YOUR ASSIGNMENT: Listed below are entries; give the number of lines among them that include "whether", and only that number.

DATA SHOWN:
Issue #257, opened 2020-01-13
Feature Request: Resurrect Burns & view item SRS stage


turtlemaster19:
When in the item view in a search, it should be possible to:
1. See the SRS stage/next review time of the item
2. Resurrect the item if it's burned if the user wants (Should have confirmation, though.)

PR #351, opened 2020-04-30
Create stats section

turtlemaster19:
Partially implements #257 by showing first started date, SRS stage, next review date, and guru date.


turtlemaster19:
Moved to #356

PR #379, opened 2020-07-23
Change auto-reveal condition (Fix #321)

### LINKED ISSUE #321: Bug/Feature Request? Customise auto reveal setting
So, I have the "Reveal answer automatically" setting set to "Off", yet if I get an answer wrong twice the answer immediately _does_ reveal automatically.  

Presumably this was a design choice yet personally if I had this setting "On" I would like to customise the amount of wrong answers before an auto reveal (e.g. have the aforementioned setting "On" and a new setting "Number of incorrect answers before reveal" set to "4").  

Feels to me like the setting needs expansion basically, since it doesn't work how I'd expect it to at the moment.

UInt2048:
Fix #321. If the setting is off, we should never reveal it automatically, and if it's on, we should always reveal automatically.

### DIFF
--- a/ios/ReviewViewController.swift
+++ b/ios/ReviewViewController.swift
@@ -1135,7 +1135,7 @@ class ReviewViewController: UIViewController, UITextFieldDelegate, TKMSubjectDel
     }
 
     // Otherwise show the correct answer.
-    if !Settings.showAnswerImmediately, firstTimeAnswered {
+    if !Settings.showAnswerImmediately {
       revealAnswerButton.isHidden = false
       UIView.animate(withDuration: animationDuration,
                      animations: {


ios/ReviewViewController.swift
```diff
@@ -1130,8 +1130,10 @@ class ReviewViewController: UIViewController, UITextFieldDelegate, TKMSubjectDel
       return
     }
 
-    // Otherwise show the correct answer.
-    if !Settings.showAnswerImmediately, firstTimeAnswered {
+    // Show the correct answer if it's not the first time.
+    if Settings.showAnswerImmediately, !lastMarkAnswerWasFirstTime {
```
davidsansome, line 1134: If `showAnswerImmediately` is true shouldn't we always show the answer regardless of whether it was the first time or not?
Also why the switch from `firstTimeAnswered` to `lastMarkAnswerWasFirstTime`? I think they're equivalent?

UInt2048: You're right, actually. If the setting is off, we should never reveal it automatically, and if it's on, we should always reveal automatically. Updated the PR to reflect this.

davidsansome: Looks good, thanks!

PR #380, opened 2020-07-28
Set the subject details view to be first responder when needed

### LINKED ISSUE #369: Keyboard focus lost after "Back" navigation
During reviews, the "wrong answer" screen can be dismissed/continued using the `return` key on the keyboard.

However, if you navigate to another screen (say, tapping a kanji to review it) and then go back via swipe or "Back" button, the keyboard focus is lost—pressing `return` no longer does anything. At that point, keyboard navigation is broken until after you have tapped on the "->" button with your finger.

**The screen in question, where `return` works to continue, unless you have gone elsewhere and come back**

62EB4E54-9087-4D47-BFFC-7B9121914B0A

d108:
This treats the case where a SubjectDetailsView can lose its keyboard focus during navigation events in reviews, and the expected keyboard commands do not work.

Fixes #369.

### DIFF
--- a/ios/ReviewViewController.swift
+++ b/ios/ReviewViewController.swift
@@ -390,14 +390,18 @@ class ReviewViewController: UIViewController, UITextFieldDelegate, TKMSubjectDel
     if subjectDetailsView.isHidden {
       answerField.becomeFirstResponder()
       answerField.reloadInputViews()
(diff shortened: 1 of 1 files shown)


davidsansome:
Thanks!

PR #381, opened 2020-08-03
Allow hardware keyboard control during wrong answers

d108:
These changes allow users of hardware keyboards to have continual control of the UI during wrong answers with keyboard commands. This includes the following conditions listed below.

1. Keep the cursor in the text field on AnswerCheckerResult case OtherKanjiReading or ContainsInvalidCharacters, allowing the text to be edited after a shake animation.
2. When an answer is Incorrect, and before display of subject details, allow the backspace, keyboard enter, or numeric keypad enter key to clear the field and allow another entry.
3. When the subject details view is displayed, allow an enter key press to close the view and proceed to a new answer entry.

See #286 for a previous report of (1).


davidsansome:
Awesome, thank you!

d108:
どう致しまして！

PR #384, opened 2020-08-03
Convert TKMOfflineAudioViewController

UInt2048:
This PR converts TKMOfflineAudioViewController to Swift, and switches Light Untar with [Light Swift Untar](https://github.com/Light-Untar/Light-Swift-Untar) so that it will work. (If I didn't, it would complain about `@escaping` closures. 😿)

The dependency change is the only reason the line change count is so high. Sorry about that!


davidsansome:
Sorry I assumed you'd tested this so I committed it without trying it myself.

It doesn't work at all - tapping "Offline Audio" in the Settings view presents a blank audio controller - you need to update the class name (drop the "TKM" prefix) and the Swift module in the storyboard. After fixing that it looks like it tries to download URLs like `file://https:/tsurukame.app/...`. After that I gave up and reverted the PR.

I appreciate you making these changes but you've really gotta test that they actually work first - compile them locally, run them on the simulator and check that they're at least basically functional.

UInt2048:
Oh noes! I thought it worked, too. Evidently, during the monster Swift conversions, I must have forgotten to test this one, but then assumed it worked just fine and copied it straight from there. I will submit a properly tested PR as soon as I can.

UInt2048:
Properly tested and submitted #387. I can't believe I forgot to test that one! 🤦‍♂

PR #385, opened 2020-08-03
Formatting changes

UInt2048:
1. Moves SwiftFormat to SwiftPM, and introduces an up to next minor (e.g. `~> 0.45.0`) requirement to avoid surprises like at 0.45.0. If you would prefer, this could be raised to next major.
2. Removes `clang-format-all.sh` by inserting its contents into the Format Code build phase.
3. Moves `NSDate+TimeAgo` to the Extensions folder, and moves `proto/Wanikani+Convenience` to `Extensions/ProtobufExtensions`.
4. Prohibits Swift Format from formatting inside the `proto` folder.
5. Runs `go mod tidy` which probably should have been done with the dependency updates, but I forgot to do it.

Again, the huge line count is due to moving it away from CocoaPods.


UInt2048:
Ready for review now!

UInt2048:
@davidsansome There's no merge conflict problem now. Ready for review!

PR #1467, opened 2025-06-13
Apply fusinginfo quantization config to Activation quantization config.

gouda-youichi:
## Pull Request Description:
Apply fusinginfo quantization config to Activation quantization config. (For Stage3-3.5)


model_compression_toolkit/core/common/quantization/filter_nodes_candidates.py
```diff
@@ -89,13 +90,14 @@ def filter_node_candidates(node: BaseNode, fw_info) -> List[CandidateNodeQuantiz
...
 
-    if (kernel_attr is None or not node.is_weights_quantization_enabled(kernel_attr)) and not node.is_activation_quantization_enabled():
+    if (kernel_attr is None or not node.is_weights_quantization_enabled(kernel_attr)) and (not node.is_activation_quantization_enabled() and not node.is_fln_quantization()):
         # If activation quantization is disabled and the node doesn't have a kernel or doesn't quantize the kernel,
         # but for some reason the node has multiple candidates then replace it with a single dummy candidate with
         # default bit-width values.
         single_dummy_candidate = filtered_candidates[0]
         single_dummy_candidate.activation_quantization_cfg.activation_n_bits = FLOAT_BITWIDTH
         single_dummy_candidate.activation_quantization_cfg.activation_quantization_method = QuantizationMethod.POWER_OF_TWO
+        single_dummy_candidate.activation_quantization_cfg.activation_quantization_params_fn = get_activation_quantization_params_fn(QuantizationMethod.POWER_OF_TWO)
```
ofirgo: why would you need `quantization_params_fn` if this is a case of a node that is **not** quantizing activations?

model_compression_toolkit/core/common/quantization/filter_nodes_candidates.py
```diff
@@ -89,13 +90,14 @@ def filter_node_candidates(node: BaseNode, fw_info) -> List[CandidateNodeQuantiz
     final_candidates = copy.deepcopy(node.candidates_quantization_cfg)
     kernel_attr = fw_info.get_kernel_op_attributes(node.type)[0]
 
-    if (kernel_attr is None or not node.is_weights_quantization_enabled(kernel_attr)) and not node.is_activation_quantization_enabled():
+    if (kernel_attr is None or not node.is_weights_quantization_enabled(kernel_attr)) and (not node.is_activation_quantization_enabled() and not node.is_fln_quantization()):
```
ofirgo: I think that you can just check the activation condition here to check whether the mode is ActivationQuantizationMode.NO_QUANT, because this is the only case where you want to modify the candidates. Correct me if I'm overlooking anything here

model_compression_toolkit/core/common/quantization/filter_nodes_candidates.py
```diff
@@ -104,9 +106,10 @@ def filter_node_candidates(node: BaseNode, fw_info) -> List[CandidateNodeQuantiz
 
         final_candidates = [single_dummy_candidate]
 
-    elif not node.is_activation_quantization_enabled():
+    elif not node.is_activation_quantization_enabled() and not node.is_fln_quantization():
```
ofirgo: again, I hink the condition can be simplyfied here to check for ActivationQuantizationMode.NO_QUANT

model_compression_toolkit/core/common/quantization/filter_nodes_candidates.py
```diff
@@ -115,6 +118,7 @@ def filter_node_candidates(node: BaseNode, fw_info) -> List[CandidateNodeQuantiz
         for c in filtered_candidates:
             c.activation_quantization_cfg.activation_n_bits = FLOAT_BITWIDTH
             c.activation_quantization_cfg.activation_quantization_method = QuantizationMethod.POWER_OF_TWO
+            c.activation_quantization_cfg.activation_quantization_params_fn = get_activation_quantization_params_fn(QuantizationMethod.POWER_OF_TWO)
```
ofirgo: again, I don't understand why should we modify config of an FLN. If it is fln no_quant it should be set when setting fusing info on the graph

model_compression_toolkit/core/common/graph/base_graph.py
```diff
@@ -907,11 +908,23 @@ def disable_fused_nodes_activation_quantization(self):
         """
```
ofirgo, line 880: please change this function name to "override_fused_node_activation_quantization_candidates"

model_compression_toolkit/core/common/graph/base_graph.py
```diff
@@ -907,11 +908,23 @@ def disable_fused_nodes_activation_quantization(self):
...
         Disable activation quantization for all nodes in fused operations,
         except for the last node in each fused group.
+        Update the value of quantization_config with the value of op_quaitization_cfg from FusingInfo.
         """
         nodes_to_disable = self.fusing_info.get_inner_fln_nodes()
         for node in nodes_to_disable:
+            fused_node_op_id = self.fusing_info.get_fused_op_id_for_node(node.name)
+            fusiong_op_quaitization_cfg = self.fusing_info.get_fused_op_quantization_config(fused_node_op_id) 
             for qc in node.candidates_quantization_cfg:
```
ofirgo: the modification should override the entire existing candidate list and replace it with a single, newly initialized candidate from the op_cfg.

tests_pytest/_test_util/graph_builder_utils.py
```diff
@@ -105,7 +106,7 @@ def build_nbits_qc(a_nbits=8, a_enable=True, w_attr=None, pos_attr=(32, False, (
         enable_activation_quantization=a_enable,
         default_weight_attr_config=AttributeQuantizationConfig(weights_n_bits=pos_attr[0],
                                                                enable_weights_quantization=pos_attr[1]),
-        activation_quantization_method=QuantizationMethod.POWER_OF_TWO,
+        activation_quantization_method=activation_quantization_method,
```
ofirgo: this is a test util function that is used all over the tests package. changing it might change the behavior of a test to something that the developer that wrote the test might not intend.
Therefore, it is preferred not to modify those functions, even by duplicating them and extending their behavior for your specific needs.

tests_pytest/common_tests/unit_tests/test_base_graph.py
```diff
@@ -0,0 +1,215 @@
+# Copyright 2025 Sony Semiconductor Israel, Inc. All rights reserved.
```
ofirgo: this test file should be under /unit_tests/core/graph

tests_pytest/common_tests/unit_tests/test_base_graph.py
```diff
@@ -0,0 +1,215 @@
...
+        for test_c, exp_c in zip(candidates, exp_candidates):
+            test_actq_cfg = test_c.activation_quantization_cfg
+            exp_actq_cfg = exp_c.activation_quantization_cfg
+            assert test_actq_cfg.quant_mode == exp_actq_cfg.quant_mode
+            assert test_actq_cfg.activation_n_bits == exp_actq_cfg.activation_n_bits
+            assert test_actq_cfg.activation_quantization_method == exp_actq_cfg.activation_quantization_method
+            assert test_actq_cfg.activation_quantization_params_fn == exp_actq_cfg.activation_quantization_params_fn
+            assert test_actq_cfg.signedness == exp_actq_cfg.signedness
+
+    def test_disable_fused_nodes_activation_quantization(self, fusing_info_generator_with_qconfig):
```
ofirgo: I'm having a hard time understanding all the setup for this test.
It is a unit test, it is supposed to be small and check dedicated behaviour.
try to simplify it by using mocks for the specific functionality that is used when calling the tested function - you don't need a real graph, a real fusing info or a real tpc.

tests_pytest/common_tests/unit_tests/test_filter_nodes_candidates.py
```diff
@@ -0,0 +1,247 @@
+# Copyright 2025 Sony Semiconductor Israel, Inc. All rights reserved.
```
ofirgo: find the correct location of this test file according to the source code location of the tested function

tests_pytest/common_tests/unit_tests/test_filter_nodes_candidates.py
```diff
@@ -0,0 +1,247 @@
...
+        """
+        for test_c, exp_c in zip(candidates, exp_candidates):
+            test_actq_cfg = test_c.activation_quantization_cfg
+            exp_actq_cfg = exp_c.activation_quantization_cfg
+            assert test_actq_cfg.activation_n_bits == exp_actq_cfg.activation_n_bits
+            assert test_actq_cfg.activation_quantization_method == exp_actq_cfg.activation_quantization_method
+            assert test_actq_cfg.activation_quantization_params_fn == exp_actq_cfg.activation_quantization_params_fn
+            assert test_actq_cfg.signedness == exp_actq_cfg.signedness
+
+    def test_filter_nodes_candidates_updates_node_activation_quantization_config(self, fusing_info_generator_with_qconfig):
```
ofirgo: here as well the preparation for the test is exhasting, it makes the test unreadable and very complicated to understand what is tested and what is the expected behaviour. please try to simplify it.

ofirgo (changes requested):

model_compression_toolkit/core/common/quantization/filter_nodes_candidates.py
gouda-youichi: Since there are nodes in the graph that are in PRESERVE_QUANT mode, we believe that judging only by NO_QUANT is insufficient.

model_compression_toolkit/core/common/quantization/filter_nodes_candidates.py
gouda-youichi: You're right.
This is a remnant of an implementation that originally assumed that FLN_QUANT mode would not be used. I will delete it.

tests_pytest/common_tests/unit_tests/test_base_graph.py
gouda-youichi: I would like you to explain in more detail.
The target of this test is the member function disable_fused_nodes_activation_quantization() of the Graph class, so I think it is appropriate to use the real Graph class. I also thought it would be appropriate to refer to the real implementation of fusing_info. Could you tell me specifically what kind of test sequence you have in mind?

tests_pytest/common_tests/unit_tests/test_filter_nodes_candidates.py
gouda-youichi: I understand. I will simplify by changing the test target to filter_node_candidates(), which processes on a node-by-node basis.

tests_pytest/_test_util/graph_builder_utils.py
gouda-youichi: I understand. I will not change the original function, but will change it so that any additional processing that is required is implemented in a closed form within this test.

model_compression_toolkit/core/common/quantization/filter_nodes_candidates.py
gouda-youichi: Similar as below.
https://github.com/sony/model_optimization/pull/1467#discussion_r2148934415
image

model_compression_toolkit/core/common/quantization/filter_nodes_candidates.py
gouda-youichi: Same as below.
https://github.com/sony/model_optimization/pull/1467#discussion_r2148942396
image

model_compression_toolkit/core/common/quantization/filter_nodes_candidates.py
ofirgo: in case of preserving you also don't need to touch the candidates, so it's not a problem. That is, because the candidates of a preserving node are actually the candidates of the node from which he preserved

model_compression_toolkit/core/common/quantization/filter_nodes_candidates.py
ofirgo: same answer :)

tests_pytest/common_tests/unit_tests/test_base_graph.py
ofirgo: The test you're describing is more of an integration test, which takes several dependent modules and checks how they're integrated together.
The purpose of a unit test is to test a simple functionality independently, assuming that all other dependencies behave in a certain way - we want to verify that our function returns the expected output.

EXERCISE RESULT: 2